Question about explicit template instantiation
Jarrett Billingsley
kb3ctd2 at yahoo.com
Sun Feb 10 18:33:58 PST 2008
"Edward Diener" <eddielee_no_spam_here at tropicsoft.com> wrote in message
news:fonlr1$2krb$1 at digitalmars.com...
> This is utterly confusing to me coming from C++. Instantiating templates
> in C++ produce a type. If a template instantiation is not a type, what is
> it ? Also how does one produce a type from a template in D ?
As Janice said, instantiating a template creates a namespace in which the
template parameters are replaced by the arguments given in the
instantiation.
C++'s templates are intrinsically bound to either classes or functions, and
instantiating a template in C++ gets you either a class or a function.
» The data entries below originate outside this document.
PR #3994, opened 2021-02-26
virtual_sdcard: exact filename match before case insensitive one

andrepl:
currently, if there are 2 files on the virtual sd card whose names differ only in
case (eg. MyFile.gcode vs myfile.gcode) the actual file that gets loaded is at
best unpredictable.  this patch checks for an exact match before attempting a
case-insensitive one.

Signed-off-by: Andre LeBlanc <andrepleblanc@gmail.com>


KevinOConnor:
Thanks.

-Kevin

Issue #133, opened 2018-01-21
SET_PIN not usable for laser engraving


GitHub1712:
Using SET_PIN for laser raster engraving is very slow.
Same code runs much faster on marlin using m42 instead of SET_PIN.
Attached gcode to test.
Removing m400 will make execution asynchronous.

[klippy.log](https://github.com/KevinOConnor/klipper/files/1649539/klippy.log)

[KlipperRasterTest.zip](https://github.com/KevinOConnor/klipper/files/1649517/KlipperRasterTest.zip)

KevinOConnor:
On Sun, Jan 21, 2018 at 04:03:58AM +0000, GitHub1712 wrote:
> Using SET_PIN for laser raster engraving is very slow.
> Same code runs much faster on marlin using m42 instead of SET_PIN.
> Attached gcode to test.
> Removing m400 will make execution asynchronous.

It will be very slow if there are a lot of M400 commands in the file.
The M400 command instructs Klipper to completely wait for all activity
on the printer to stop.

If you're seeing an issue without the M400 commands, can you post the
log of a session without the M400 commands (but with the M112)?

-Kevin

KevinOConnor:
It's worth noting that the SET_PIN command was not intended as a mechanism for high speed updates.  A SET_PIN command has a minimum time of 100ms - if multiple commands are sent within a smaller window, then the subsequent commands will be delayed so that each pin setting is active for at least 100ms.

This behavior is due to how commands are buffered between host and micro-controller.  Things like step times are buffered on the micro-controller, and hundreds of thousands of them can be queued.  However, pin updates have a very small queue on the micro-controller (no more than 1 update) and instead most of the queuing is done on the host.  So, there would need to be development work necessary to make high speed arbitrary pin updates with precise timing work.

-Kevin

GitHub1712:
thank you for checking,
so thats a point better working with marlin. Many are attaching laser on 3d
printer. I think set_pin is something that should work fast.
I will try to get it working with extruder commands to controll the laser.

2018-01-21 6:57 GMT+01:00 KevinOConnor <notifications@github.com>:

KevinOConnor:
In issue #152 Lucas wrote:
> As the title says, the printer stops with a 'timer too close' error.
> 
> Now, before anything else, I should mention 2 things:
> 1. It's not 3d printing. It's laser engraving. I've attached a laser driver to the fan output and control the laser with M106 and M107 (only on and off, no power control)
[...]

PR #3995, opened 2021-02-26
Add 'tool' module 

Cirromulus:
This PR adds a extras/tool module to control PWM-tools like lasers or spindles via `M3-M5`.
Also adds a feature of a safety timer and a default shutdown value to increase safety when handling with lasers.

As long as longer commands are not split into smaller segments, the "keep going"-message is not sent in time.
This is because `register_lookahead_callback` only appends the function to the last move.
I did not find a more suitable way to insert this _resend callback_.

The timeout is still usable, but needs to be configured to always be longer than the longest running command.
This shows especially with arc moves.

With adding `M3-M5`, this also increases the compatibility with existing CAM-tools.

This adds a step towards #133. The only missing link left would be a fast path for PWM-Messages, e.g. over the [stepcompress system](https://github.com/Cirromulus/klipper/tree/myfork/queue_pwm).


KevinOConnor:
Interesting.  As high-level feedback, I'm not really sure what this module does that's different from the output_pin.py module.  Is there something that is done here, that couldn't be done with macros and SET_PIN?

If it's the max_duration stuff, could we add that to output_pin instead?  Also, we should be able to implement the max_duration checks using reactor callbacks so that the user does not need to worry about limiting command duration.

Also, I think the module name "tool" is too generic.  If we do need a new module I think we should come up with a more specific name.

Thanks,
-Kevin

Cirromulus:
>If it's the max_duration stuff, could we add that to output_pin instead? 

I did not want to touch existing codebase, but this is probably the most "klipper way", so I agree.

>Also, we should be able to implement the max_duration checks using reactor callbacks

Ok, then I need to dig deeper into the reactor callbacks. Until now, I only found a way to add a command to the queue, effectively waiting for longer commands.

>If we do need a new module I think we should come up with a more specific name.

As you said, it is probably best SET_PIN gets the max_duration and shutdown_value, while implementing G3-5 simply in Macros.
Are one-liners anyway.

Cirromulus:
> we should be able to implement the max_duration checks using reactor callbacks so that the user does not need to worry about limiting command duration.

This is now implemented. The callback now calculates the exact needed time derived from `last_print_time`.
Updates are not sent during homing (drip mode) however. This should be OK, because there is no sense in having a laser/drill/... running during homing.

Cirromulus:
Squashed commits.

lenne0815:
Cirro you are an absolute beast, thank you so much for your work ! Could you tell me how it roughly performs ? I can do 200mm/s at 300 DPI with batched gcode via lightburn / cohesion, i guess this outperforms it by a rather large margin ?

Cirromulus:
I did not test it to the limit.
I am currently lasering at .1mm resolution (~250DPI) and 30-40 mm/s.
This is mainly because I have a weak laser, but also the missing _proportionality_ is starting to show up on high speeds. Makes up for nice effects sometimes, though.
The top switching speed will be board-dependent. I have only an ATMega2560  and my gantry shakes at 100mm/s already*, so I wont go higher. Laser switching was accurate, though.

*: I use my printer with a custom head-swapping mechanism. So it will be primarily a 3D-Printer that also can laser engrave, but not the other way around.

lenne0815:
Thanks for the heads up ! My pure co2 laser can easily sustain 2k mms so im in for some speed testing :D Im gonna test it as soon as everything is merged and my pi arrived ! I believe this is a rather big deal for co2 machines because until now everyone was capped around 200 mms with the fastest non dsp controllers, dsp controllers only start from ~500 euros onward.

lenne0815:
Just one more thought; for slower lasers it would be important to scale pwm according to the actual speed of the machine, could you implement that as well ?

Cirromulus:
> Just one more thought; for slower lasers it would be important to scale pwm according to the actual speed of the machine, could you implement that as well ?

We'll see that when this PR is merged.
The Roadmap for that is documented in https://github.com/KevinOConnor/klipper/pull/3338#issuecomment-719760533
So right now, only my fork (not in this PR) is capable of raster engraving. 
This needs a revamp which @KevinOConnor might do, but probably only after this PR .

klippy/extras/output_pin.py
```diff
@@ -66,5 +81,15 @@ def cmd_SET_PIN(self, gcmd):
         toolhead.register_lookahead_callback(
             lambda print_time: self._set_pin(print_time, value, cycle_time))
 
+    def _resend_current_val(self, eventtime):
+        toolhead = self.printer.lookup_object('toolhead')
+        toolhead.register_lookahead_callback(lambda print_time:
+            self._set_pin(self.last_print_time + 0.8 * self.safety_timeout,
+                           self.last_value, self.last_cycle_time, True)
+            )
```
KevinOConnor, line 89: Thanks.  Unfortunately, it's not valid to call `toolhead.register_lookahead_callback()` without holding the gcode mutex.  That is, it can't be called directly from a reactor callback.  You probably want to do something like `print_time = self.mcu_pwm.get_mcu().estimated_print_time(eventtime)` instead - though the time will need to be padded by 100ms (to allow for transmission time to the mcu).

-Kevin

Cirromulus: Is it allowed to just set the pin directly, as it is now?
100ms time padding is now explicitly in the "relax_margin" which is supposed to give the scheduler some time.

KevinOConnor: The `toolhead.get_last_move_time()` and related `toolhead.register_lookahead_callback()` always return a time in the future, so that it is possible to schedule events at that time.  A call to `mcu.estimated_print_time(systime)` returns the time of "now" on the micro-controller - if one were to schedule an event at that time, it would always result in a "timer too close" as it takes time to transmit that schedule to the micro-controller.

I'm not sure what the goal of the "relax_margin" is.  You only need the PIN_MIN_TIME - any additional time is probably not a good thing as it limits how response future updates are.

-Kevin

Cirromulus: the "relax margin" was supposed to reduce stress between "now" and the scheduled time the pin has to update (and to reduce the possibility of too close timers).
But if you say that this just removes responsiveness, it can be replaced for just the PIN_MIN_TIME, instead of 10% timeout + PIN_MIN_TIME.

KevinOConnor:
As an additional minor comment, could we change the "safety_timeout" parameter - maybe something like "host_verification_time"?  I'm a little leery of implying that the setting will somehow make something "safe".  Also, the parameter should have a reasonable minval - maybe .500 .

-Kevin

Cirromulus:
That is no problem.
In the newest commit, it may be either zero or at least `1.25*PIN_MIN_TIME`, so that the scheduling later (`0.8 * safety_timeout - PIN_MIN_TIME`) does not evaluate to the past.
I agree that reasonably values under 0.5s create unnecessary effort on the machine, so maybe the lower limit is just 0.5s .

Cirromulus:
I suggest `host_acknowledge_timeout`, because verification sounds a bit ambiguous (to me, at least).

klippy/extras/output_pin.py
```diff
@@ -72,7 +72,8 @@ def _set_pin(self, print_time, value, cycle_time, is_resend=False):
                     self.resend_timer, self.reactor.NEVER)
             else:
                 self.reactor.update_timer(
-                    self.resend_timer, self.reactor.monotonic())
+                    self.resend_timer, self.reactor.monotonic()
```
Cirromulus, line 75: I am not sure about this one.
self.reactor.monotonic() returns the "current" systime.
But the `print_time` may be somewhere in the future (around the lookahead time).
Is it here better to instead get the estimated systime at the print_time @KevinOConnor?
e.g.:
```python
eventtime = self.mcu_pin.get_mcu()._clocksync.estimate_clock_systime(print_time)
self.reactor.update_timer(
    self.resend_timer, eventtime + (0.8 * self.host_ack_timeout) - PIN_MIN_TIME
)
```

KevinOConnor: Might be simpler to do all the scheduling work in the timer.  For example, just have something like the following in `_set_pin()`:
```python
if self.host_ack_timeout and self.resend_timer is not None:
    self.resend_timer = self.reactor.add_timer(self._resend, self.reactor.NOW)
```

And then do something like the following in `_resend()`:
```python
def _resend(self, eventtime):
    if self.last_value == self.shutdown_value:
        self.reactor.unregister_timer(self.resend_timer)
        self.resend_timer = None
        return self.reactor.NEVER
    systime = self.reactor.monotonic()
    print_time = self.mcu_pin.get_mcu().estimated_print_time(systime)
    time_diff = print_time - (self.last_print_time + .8 * self.host_ack_timeout - PIN_MIN_TIME)
    if time_diff > 0.:
        # Reschedule for resend time
        return systime + time_diff
    self._set_pin(print_time + PIN_MIN_TIME, self.last_value, self.last_cycle_time, True)
    return systime + (0.8 * self.host_ack_timeout) - PIN_MIN_TIME
```

Cirromulus: I can try this code tomorrow.
My first thought is, that when a lot of pin updates come (With my "slow" laser setup at ~500 updates/s), will there be 500 spawned timers concurrently rescheduling themselves?

Currently, the timer keeps on being rescheduled upon these updates, without being fired in a dense update phase.

KevinOConnor: This demo code only adds the timer if no timer is already running.  It is optimized for just the scenario you mentioned - not only will it not add a timer - it doesn't even need to reschedule the timer on each update.  (Instead it "lazily reschedules" when the timer triggers.)

FYI, it's just demo code - I haven't tested it at all.

-Kevin

Cirromulus:
@KevinOConnor 
Do you have any more comments or requests?

docs/Config_Reference.md
```diff
@@ -2484,6 +2484,13 @@ pin:
 #shutdown_value:
 #   The value to set the pin to on an MCU shutdown event. The default
 #   is 0 (for low voltage).
+#host_acknowledge_timeout:
```
KevinOConnor, line 2487: Would something like `maximum_mcu_duration` be better?  It's not the host that has the timeout, but the mcu.

docs/Using_PWM_Tools.md
```diff
@@ -0,0 +1,73 @@
+This document describes how to setup a PWM-Controlled laser or spindle
+using `output_pin` and some macros.
```
KevinOConnor, line 2: Generally new documents should also be added to docs/Overview.md (otherwise, no one is likely to find it).  Though I wonder if adding this info to something like config/sample-laser.cfg might be better?

KevinOConnor (commented):
Thanks.  In general it looks fine to me, but I did notice some minor things.

-Kevin

klippy/extras/output_pin.py
```diff
@@ -22,30 +23,41 @@ def __init__(self, config):
...
             self.last_value = static_value / self.scale
             self.mcu_pin.setup_start_value(
                 self.last_value, self.last_value, True)
         else:
+            self.reactor = self.printer.get_reactor()
+            self.host_ack_timeout = config.getfloat('host_acknowledge_timeout',
+                                                    0, minval=0.)
+            #ensure that safety timeout is big enough for comm. latency
+            if self.host_ack_timeout > 0:
+                self.host_ack_timeout = max(self.host_ack_timeout, 0.500)
```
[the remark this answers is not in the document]
Cirromulus: > `minval=max(self.host_ack_timeout, 0.500)`
Wouldn't this disallow zero? Currently, zero indicates "no timeout".

> it would give the host 100ms to respond to the event 
For this, the `relax_time` was supposed. But no problem there.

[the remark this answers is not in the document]
KevinOConnor: The minmax checks do not apply to the default.  So, it wont stop the default of zero - though it would prevent a zero in the config - but that seems okay to me.

-Kevin

docs/Using_PWM_Tools.md
```diff
@@ -0,0 +1,67 @@
...
+so that when your host or MCU encounters an error, the tool will stop.
+
+For an example configuration, see `config/sample-pwm-tool-cfg`.
+
+## Current Limitations
+
+There is a limitation of how frequent PWM updates may occur.
+While being very precise, a PWM update may only occur every 0.1 seconds,
+rendering it almost useless for raster engraving.
+However, there exists an [experimental branch](https://github.com/Cirromulus/klipper/tree/laser_tool) with its own tradeoffs.
```
Cirromulus, line 32: Is this mention ok for you, or shall this be kept out until the PR is actually started?

KevinOConnor:
Thanks.  I committed this along with a couple of minor changes on top (commit 861144d8 and d02c80ef).

-Kevin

D's templates are more general; they simply declare a namespace in which one
or more declarations can exist, all parameterized by the template's
parameters.
It might help to know that this:
class A(T)
{
..
}
is _exactly_ equivalent (and in fact turned into this by the compiler) to:
template A(T)
{
class A
{
...
}
}
Why this works is because if a template contains exactly one declaration,
and that declaration has the same name as the template, referring to the
template instantiation refers to the symbol inside it. So:
A!(int).A a;
A!(int) b; // sugar for the previous line
Function templates work similarly.
void foo(T)()
{
...
}
==
template foo(T)
{
void foo()
{
}
}
So this function can be called either as foo!(int)() or as foo!(int).foo().
This extends to any kind of declaration.
template A(T, U)
{
T t;
U u;
}
template A(T)
{
// an alias is a declaration too.
alias A!(T, T) A;
}
alias A!(int, float) one; // one.t is int, one.u is float
// we don't have to say A!(char).A
alias A!(char) two; // both two.t and two.u are char
You can have more than one declaration in a template, but then the
"automatic symbol use" magic stops happening.